Stored data entries:

PR #2587, opened 2022-01-03
fix(vite): only remove version query

antfu:
### 🔗 Linked issue

With the fix of #2521, it removes all queries regardless. Which breaks the usage of Vite's `?raw`, `?url`, `?worker` etc. This PR changes the behavior by only removing the `?v=123` query.

### ❓ Type of change

### 📝 Checklist

### DIFF
--- a/packages/vite/src/dev-bundler.ts
+++ b/packages/vite/src/dev-bundler.ts
@@ -3,7 +3,6 @@ import { existsSync } from 'fs'
 import { resolve } from 'pathe'
 import * as vite from 'vite'
 import { ExternalsOptions, isExternal as _isExternal, ExternalsDefaults } from 'externality'
-import { parseURL } from 'ufo'
 import { hashId, uniq } from './utils'
 
 export interface TransformChunk {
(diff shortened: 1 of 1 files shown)


packages/vite/src/dev-bundler.ts
```diff
@@ -70,11 +69,12 @@ async function transformRequest (opts: TransformOptions, id: string) {
     }
   }
 
-  const { pathname } = parseURL(id)
-
-  if (await isExternal(opts, pathname)) {
+  // Vite will add ?v=123 to bypass browser cache
+  // Remove for externals
+  const withoutVersionQuery = id.replace(/\?v=\w+$/, '')
```
danielroe, line 74: Do we ever get multiple params? e.g. `?v=123&worker` or `?worker&v=123`

antfu: In that case, it shouldn't be externalized and fallback to vite's resolving and it understand it. So the only case that matters is the raw `?v=123`

danielroe (approved):

pi0 (approved):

Work instructions: Only the lines from the one with "-3,7 +3,6 @@ import" through the final line above belong in the answer, each reproduced word for word.

Output for this exercise:
@@ -3,7 +3,6 @@ import { existsSync } from 'fs'
 import { resolve } from 'pathe'
 import * as vite from 'vite'
 import { ExternalsOptions, isExternal as _isExternal, ExternalsDefaults } from 'externality'
-import { parseURL } from 'ufo'
 import { hashId, uniq } from './utils'
 
 export interface TransformChunk {
(diff shortened: 1 of 1 files shown)


packages/vite/src/dev-bundler.ts
```diff
@@ -70,11 +69,12 @@ async function transformRequest (opts: TransformOptions, id: string) {
     }
   }
 
-  const { pathname } = parseURL(id)
-
-  if (await isExternal(opts, pathname)) {
+  // Vite will add ?v=123 to bypass browser cache
+  // Remove for externals
+  const withoutVersionQuery = id.replace(/\?v=\w+$/, '')
```
danielroe, line 74: Do we ever get multiple params? e.g. `?v=123&worker` or `?worker&v=123`

antfu: In that case, it shouldn't be externalized and fallback to vite's resolving and it understand it. So the only case that matters is the raw `?v=123`

danielroe (approved):

pi0 (approved):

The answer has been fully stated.